# If MONEY Was NO OBJECT



## Lee H Sternberg (Jan 27, 2008)

If you could purchase any breed of dog and bait the owner of that dog with enough money to get him to sell, what breed and specific dog would you go after?

I know exactly where and who I would approach.


----------



## Mike Lauer (Jul 26, 2009)

my buddsy pdk9 dutchie, insainly hard dog, i have never seen him pull, he is all forward and attack
(little handler aggression comes with that personality obviously but thats ok)
I don't need papers or titles to tell me what I like


----------



## Mike Scheiber (Feb 17, 2008)

With most certanty it would be a German Shepherd. There's a young dog that a gal I train with has that I would give lotso money to get my hands on.
As for famious dogs Mike Diehl's currant dog is very nice Erri z Blatenskeho Zamku but it would prolly eat me :lol:


----------



## Daryl Ehret (Apr 4, 2006)

I'm pretty pleased with what I already have, but Gary Garner and Xena does come to mind..... ;-)


----------



## Konnie Hein (Jun 14, 2006)

Master de Alphaville Bohemia


----------



## Jennifer Coulter (Sep 18, 2007)

I can't figure out why I would want someone elses dog and training??? For any amount of money. I am not a breeder, so doesn't make sense to me. 

Puppies are cheap(ish).

If money was no object I would get to work with dogs full time, travel to learn from others in the industry and have the time and cash to eff up a few pups on my way to having the dog of my dreams that I chose and trained myself.

I am partial to those duck tollers in the floppy eared dog catagory, malinois in the pointy eared dog catagory.


----------



## Michelle Reusser (Mar 29, 2008)

I's stay with the same breed, just buy a few that are seriously out of my price range right now. I'd make a go at Zender http://www.pedigreedatabase.com/gsd/pedigree/418105.html but he is too old now. 

Maybe this guy... http://www.pedigreedatabase.com/gsd/pedigree/500731.html .
Or http://www.pedigreedatabase.com/gsd/pedigree/478451.html .

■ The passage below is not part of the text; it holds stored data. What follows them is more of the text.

PR #4106, opened 2023-02-21
WV-2605: Fixing layer ordering in compare mode after removing layers

ryanweiler92:
## Description

This fixes a bug that was causing layers to be added out of order when they were removed while compare mode was active and added again.

## How To Test

1. `git checkout wv-2605`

I'd focus on getting a seriously nice pair to work and breed for myself, dogs that people will knock down your door for pups from.

If not that, I'd just go with the dogs I already have and pay someone else to show and Koer them as I'm not into that.


----------



## mike suttle (Feb 19, 2008)

if money were no object i would give away every dog in my kennel, and go adopt a nice border collie mix from the shelter and he and I would hang out on the beach of the Island that I would buy in the South Pacific.


----------



## Meng Xiong (Jan 21, 2009)

Jennifer Coulter said:


> I can't figure out why I would want someone elses dog and training??? For any amount of money. I am not a breeder, so doesn't make sense to me.
> 
> Puppies are cheap(ish).
> 
> If money was no object I would get to work with dogs full time, travel to learn from others in the industry and have the time and cash to eff up a few pups on my way to having the dog of my dreams that I chose and trained myself.


 
I also think i'd do the same!


----------



## Nancy Jocoy (Apr 19, 2006)

If money was no object, I wouldn't spend it on a dog. I would pay off everything, set aside money and use it to spend the rest of my time doing volunteer work. 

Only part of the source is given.